Это был такой обряд, праздник…
Когда какой-нибудь ветеран в тысячный раз рассказывает мне про Мёз-Аргонское наступление, а Виктор Гюго в романе «Девяносто третий год» неоднократно упоминает бретонские леса, это меня раздражает, но не мешает самому снова и снова писать про то, что дни и ночи, проведенные в Аджлунских лесах – от Ас-Салта до Ирбида по берегам реки Иордан – были праздником, если принять следующее определение этого слова: огонь, который горячит наши щеки оттого, что мы вместе, несмотря на законы, предписывающие нам одиночество; или вот еще такое: сбежать ото всех и отыскать место, где мы сделаемся сообщниками против этих всех. И самый большой восторг на этом празднике мы почувствуем, когда тысяча или сто или пятьдесят или двадцать или два пламени будут гореть столько времени, сколько понадобится одной зажженной спичке, а единственной песней станет нарочито-театральное шипение почерневшей гаснущей спички, умирающей в корчах. Этот последний образ напоминает о том, что праздник порой походит на надгробное бдение, в самом деле, всякий праздник – это одновременно и ликование, и отчаяние. Представим себе смерть какого-нибудь еврея во Франции при немецкой оккупации: его хоронят на деревенском кладбище и из семи разных мест приходят семь самых отвратительных солистов с черными коробочками в руках. Этот тайный септет у могилы играет арию Оффенбаха, плохо, зато очень торжественно, а затем, не сказав ни слова, они расходятся каждый в свою сторону. Для Бога пророка Исайи, который сам есть дуновение на стебельке, это ночь была праздником. Глядя на волосы и бледное лицо матери, я понимал, что одного лишь легкого, едва уловимого беспокойства Мухабарата, о котором можно было только догадываться, достаточно для свершения таинства, именно оно позволило этой странной встрече стать праздником.

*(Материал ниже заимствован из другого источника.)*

PR #2280, opened 2026-01-05
fix: use urlretrieve for reliable download in concat_on_disk doctest

### LINKED ISSUE #2282: Flaky doctest failures due to HDF5 file corruption during cellxgene downloads

## Report

The `read_lazy` and `concat_on_disk` doctests have intermittently failed with HDF5 corruption errors when downloading example files from cellxgene. Multiple failures have been observed since October 2025.

### Observed Failures

**1. `concat_on_disk` doctest** ([run 18879594928](https://github.com/scverse/anndata/actions/runs/18879594928), Oct 28, 2025)

```
FAILED src/anndata/experimental/merge.py::anndata.experimental.merge.concat_on_disk
UNEXPECTED EXCEPTION: KeyError('Unable to synchronously open object (free block size is zero?)')
```

**2. `concat_on_disk` doctest** ([run 19856037175](https://github.com/scverse/anndata/actions/runs/19856037175), Dec 2, 2025)

```
FAILED src/anndata/experimental/merge.py::anndata.experimental.merge.concat_on_disk
UNEXPECTED EXCEPTION: OSError('Unable to synchronously open file (truncated file: eof = 10682368, sblock->base_addr = 0, stored_eof = 22528845)')
```

**3. `concat_on_disk` doctest on main** ([run 20139516066](https://github.com/scverse/anndata/actions/runs/20139516066), Dec 11, 2025)

```
FAILED src/anndata/experimental/merge.py::anndata.experimental.merge.concat_on_disk
UNEXPECTED EXCEPTION: KeyError('Unable to synchronously open object (bad symbol table node signature)')
```

**4. `concat_on_disk` doctest** ([run 20722954348](https://github.com/scverse/anndata/actions/runs/20722954348), Jan 5, 2026)

```
FAILED src/anndata/experimental/merge.py::anndata.experimental.merge.concat_on_disk
UNEXPECTED EXCEPTION: OSError('Unable to synchronously open file (truncated file: eof = 475136, sblock->base_addr = 0, stored_eof = 22528845)')
```

**5. `read_lazy` doctest** ([run 20722393723](https://github.com/scverse/anndata/actions/runs/20722393723), Jan 5, 2026)

```
FAILED src/anndata/experimental/backed/_io.py::anndata.experimental.backed._io.read_lazy
UNEXPECTED EXCEPTION: KeyError('Unable to synchronously open object (bad symbol table node signature)')
Error raised while reading key 'obs' of <class 'h5py._hl.group.Group'> from /
```

### Affected doctests

Both doctests download ~22MB H5AD files from cellxgene to `sc.settings.datasetdir`:
- `a93eab58-3d82-4b61-8a2f-d7666dcdb7c4.h5ad`
- `d170ff04-6da0-4156-a719-f8e1bbefbf53.h5ad`

The download code in the doctests:
```python
>>> def get_cellxgene_data(id_: str):
...     out_path = sc.settings.datasetdir / f"{id_}.h5ad"
...     if out_path.exists():
...         return out_path
...     file_url = f"{base_url}/{id_}.h5ad"
...     sc.settings.datasetdir.mkdir(parents=True, exist_ok=True)
...     # concat_on_disk uses: out_path.write_bytes(httpx.get(file_url).content)
...     # read_lazy uses: urlretrieve(file_url, out_path)
...     return out_path
```

### Potential contributing factors

1. **Download method**: `concat_on_disk` uses `httpx.get().content` which buffers in memory before writing
2. **Parallel test execution**: pytest-xdist runs tests in parallel (`gw0`, `gw1`, etc.) on the same machine
3. **Shared cache**: Both doctests download to the same `sc.settings.datasetdir` path with the same filenames
4. **Non-atomic writes**: Both `httpx` and `urlretrieve` write directly to the target path

### Versions

```python
CI environment (from failed runs):
- Python 3.13
- pytest-xdist 3.8.0
- hatch-test.stable environment
- Ubuntu 24.04
```

katosh:
- [x] Closes #2282
- [ ] Tests added
- [x] Release note unnecessary (doctest fix only)

## Summary

Improves robustness of `concat_on_disk` and `read_lazy` doctests after observing intermittent HDF5 corruption errors during cellxgene file downloads. See #2282 for details.

### Changes

1. **Replace `httpx.get().content` with `urlretrieve`** in `concat_on_disk`:
   - Downloads directly to file (no memory buffering)
   - Stdlib only (no extra dependency)
   - Consistent with `read_lazy` doctest

2. **Use distinct cache file prefixes**:
   - `read_lazy`: `lazy_{id_}.h5ad`
   - `concat_on_disk`: `concat_{id_}.h5ad`
   - Prevents potential conflicts if doctests run in parallel via pytest-xdist

### DIFF
--- a/docs/conf.py
+++ b/docs/conf.py
@@ -173,6 +173,7 @@ qualname_overrides = {
     "numpy.dtypes.StringDType": ("py:attr", "numpy.dtypes.StringDType"),
     "pandas.DataFrame.iloc": ("py:attr", "pandas.DataFrame.iloc"),
     "pandas.DataFrame.loc": ("py:attr", "pandas.DataFrame.loc"),
+    "pandas.core.dtypes.dtypes.BaseMaskedDtype": "pandas.api.extensions.ExtensionDtype",
     # should be fixed soon: https://github.com/tox-dev/sphinx-autodoc-typehints/pull/516
     "types.EllipsisType": ("py:data", "types.EllipsisType"),
     "pathlib._local.Path": "pathlib.Path",
--- a/docs/release-notes/2287.fix.md
+++ b/docs/release-notes/2287.fix.md
@@ -1,0 +1,1 @@
+Fix {obj}`numpy.uint` support in {func}`anndata.experimental.read_lazy` and {func}`anndata.experimental.read_elem_lazy` {user}`flying-sheep`
--- a/src/anndata/_io/utils.py
+++ b/src/anndata/_io/utils.py
@@ -1,9 +1,12 @@
 from __future__ import annotations
 
 from collections.abc import Callable
-from functools import WRAPPER_ASSIGNMENTS, wraps
+from functools import WRAPPER_ASSIGNMENTS, cache, wraps
 from itertools import pairwise
 from typing import TYPE_CHECKING, Literal, cast
+
+import numpy as np
+import pandas as pd
 
 from .._core.sparse_dataset import BaseCompressedSparseDataset
 from ..utils import warn
@@ -11,6 +14,8 @@ from ..utils import warn
 if TYPE_CHECKING:
     from collections.abc import Callable, Mapping
     from typing import Any, Literal
+
+    from pandas.core.dtypes.dtypes import BaseMaskedDtype
 
     from .._types import StorageType, _WriteInternal
     from ..compat import H5Group, ZarrGroup
@@ -117,6 +122,30 @@ def check_key(key):
     else:
         msg = f"{key} of type {typ} is an invalid key. Should be str."
         raise TypeError(msg)
+
+
+@cache
+def pandas_nullable_dtype(dtype: np.dtype) -> BaseMaskedDtype:
+    """Infer nullable dtype from numpy dtype.
+
+    There is no public pandas API for this, so this is the cleanest way.
+    See <https://github.com/pandas-dev/pandas/issues/63608>
+    """
+    try:
+        from pandas.core.dtypes.dtypes import BaseMaskedDtype
+    except ImportError:
+        pass
+    else:
+        return BaseMaskedDtype.from_numpy_dtype(dtype)
+
+    match dtype.kind:
+        case "b":
+            array_type = pd.arrays.BooleanArray
+        case "i" | "u":
+            array_type = pd.arrays.IntegerArray
+        case _:
+            raise NotImplementedError
+    return array_type(np.ones(1, dtype), np.ones(1, bool)).dtype
 
 
 # -------------------------------------------------------------------------------
--- a/src/anndata/experimental/backed/_lazy_arrays.py
+++ b/src/anndata/experimental/backed/_lazy_arrays.py
@@ -10,6 +10,7 @@ from anndata._core.index import _subset
 from anndata._core.views import as_view
 from anndata._io.specs.lazy_methods import get_chunksize
 
+from ..._io.utils import pandas_nullable_dtype
 from ..._settings import settings
 from ...compat import (
     H5Array,
@@ -24,8 +25,9 @@ if TYPE_CHECKING:
     from pathlib import Path
     from typing import Literal
 
+    from numpy.typing import NDArray
     from pandas._libs.missing import NAType
-    from pandas.core.dtypes.base import ExtensionDtype
+    from pandas.core.dtypes.dtypes import BaseMaskedDtype
 
     from anndata.compat import ZarrGroup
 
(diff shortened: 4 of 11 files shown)


katosh:
### Note on download robustness

This fix addresses the immediate issue (parallel test conflicts via distinct prefixes, and avoiding the memory buffer from `httpx.get().content`), but `urlretrieve` still isn't fully robust. Interrupted downloads leave corrupt files in the cache, and there's no integrity check.

### Existing download utilities

I looked for existing functionality that could be reused:

| Option | Status |
|--------|--------|
| **anndata** | No download utilities |
| **scanpy `_download`** | Private function; cleans up on exception but not atomic (writes directly to target path) |
| **pooch `retrieve`** | Requires `known_hash` upfront; not an anndata dependency |

Since the doctest already imports scanpy, `scanpy.readwrite._download` could potentially be used, but it's private API and still not atomic.

### Fully robust alternative

For reference, a more robust implementation would look like:

```python
>>> import httpx
>>> def get_cellxgene_data(id_: str):
...     out_path = sc.settings.datasetdir / f"concat_{id_}.h5ad"
...     if out_path.exists():
...         return out_path
...     file_url = f"{base_url}/{id_}.h5ad"
...     tmp_path = out_path.with_suffix(".h5ad.part")
...     sc.settings.datasetdir.mkdir(parents=True, exist_ok=True)
...     with httpx.stream("GET", file_url, timeout=30, follow_redirects=True) as r:
...         r.raise_for_status()
...         expected = int(r.headers.get("Content-Length", 0))
...         written = 0
...         with tmp_path.open("wb") as f:
...             for chunk in r.iter_bytes():
...                 f.write(chunk)
...                 written += len(chunk)
...     if expected and written != expected:
...         tmp_path.unlink(missing_ok=True)
...         raise IOError(f"Incomplete download: {written}/{expected} bytes")
...     tmp_path.rename(out_path)
...     return out_path
```

This would add: atomic write (`.part` → rename), Content-Length check, proper error raising, timeout, cleanup on failure.

That said, this might be overkill for a doctest example. The current fix should resolve the parallel test conflict, and if flaky failures persist, `# doctest: +SKIP` might be the simplest path forward.

ilan-gold (commented):
Seems reasonable, thanks! Do we need the `httpx` dependency anymore in `test-min`?

katosh:
Awesome! You are right, there seem to be no other uses of `httpx`. Thank you for reviewing!

flying-sheep:
We’re kinda recommending pooch everywhere, so maybe adding it to the test deps isn’t a bad idea.

@ilan-gold what do you think?

ilan-gold:
That seems like a great idea!

katosh:
Thanks for the suggestion! Updated to use `pooch.retrieve()` instead of `urlretrieve`.

Benefits: atomic downloads (temp file + rename), built-in caching, and better error handling.

Also simplified the filenames to just `{id_}.h5ad` since pooch handles concurrent access more safely. Both doctests now share the same cache.

src/anndata/experimental/merge.py
```diff
@@ -554,19 +554,18 @@ def concat_on_disk(  # noqa: PLR0913
     See :func:`anndata.concat` for the semantics.
     The following examples highlight the differences this function has.
 
-    First, let’s get some “big” datasets with a compatible ``var`` axis:
+    First, let's get some "big" datasets with a compatible ``var`` axis:
```
flying-sheep:
```suggestion
    First, let’s get some “big” datasets with a compatible ``var`` axis:
```

src/anndata/experimental/backed/_io.py
```diff
@@ -62,17 +62,16 @@ def read_lazy(
...
-    ...     out_path = sc.settings.datasetdir / f"{id_}.h5ad"
-    ...     if out_path.exists():
-    ...         return out_path
-    ...     file_url = f"{base_url}/{id_}.h5ad"
-    ...     sc.settings.datasetdir.mkdir(parents=True, exist_ok=True)
-    ...     urlretrieve(file_url, out_path)
-    ...     return out_path
+    ...     return pooch.retrieve(
+    ...         f"{base_url}/{id_}.h5ad",
+    ...         known_hash=None,
```
flying-sheep: As you wrote:

> `pooch` requires `known_hash` upfront

so please actually use it here and in the other example.

katosh: Thanks for the suggestion! I looked into adding hash verification, but there's a fundamental issue:

**The function accepts arbitrary dataset IDs:**

```python
def get_cellxgene_data(id_: str):
    ...
    pooch.retrieve(url, known_hash=???)  # What hash do we use?
```

To use `known_hash`, we'd need either:
1. **A lookup table** mapping every cellxgene dataset ID → hash (impractical, there are thousands of datasets)
2. **Fetch hash from cellxgene API** (the API doesn't provide checksums)

Even if we hardcoded hashes for just the two IDs used in the doctests, we'd be creating a confusing API where the function only works for those specific IDs, defeating the purpose of parameterizing by `id_`.

**Additional concerns:**

- These are living datasets that cellxgene can update anytime, invalidating any hardcoded hashes
- The existing benchmark code (`benchmarks/benchmarks/readwrite.py`) uses `known_hash=None` for the same reasons

Happy to reconsider if there's a way to fetch hashes dynamically from cellxgene!

flying-sheep: We’re not creating a reusable API, as we define these functions ad-hoc in the doctests. So just add a second parameter `hash: str` and pass in the hash when you call the function!

katosh: Done!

Хотя слова ночь, леса, септет, ликование, одиночество, отчаяние – всего лишь слова, тем не менее, именно их я использую, чтобы описать то душевное смятение ранним утром в Булонском лесу в Париже, когда расходятся трансвеститы, свершив таинство, и пересчитывают свои мятые от росы банкноты. Но любое более или менее благонамеренное действие может быть скорбным – не мрачно-похоронным, но скорбным – так на заводе устанавливают громкоговоритель, чтобы легче стало работать на конвейере под приятную мелодию. Хозяева завода полагают, будто музыка способствует яйценоскости. Любое отправление таинства опасно, а когда оно запретно, но все равно свершается – это праздник.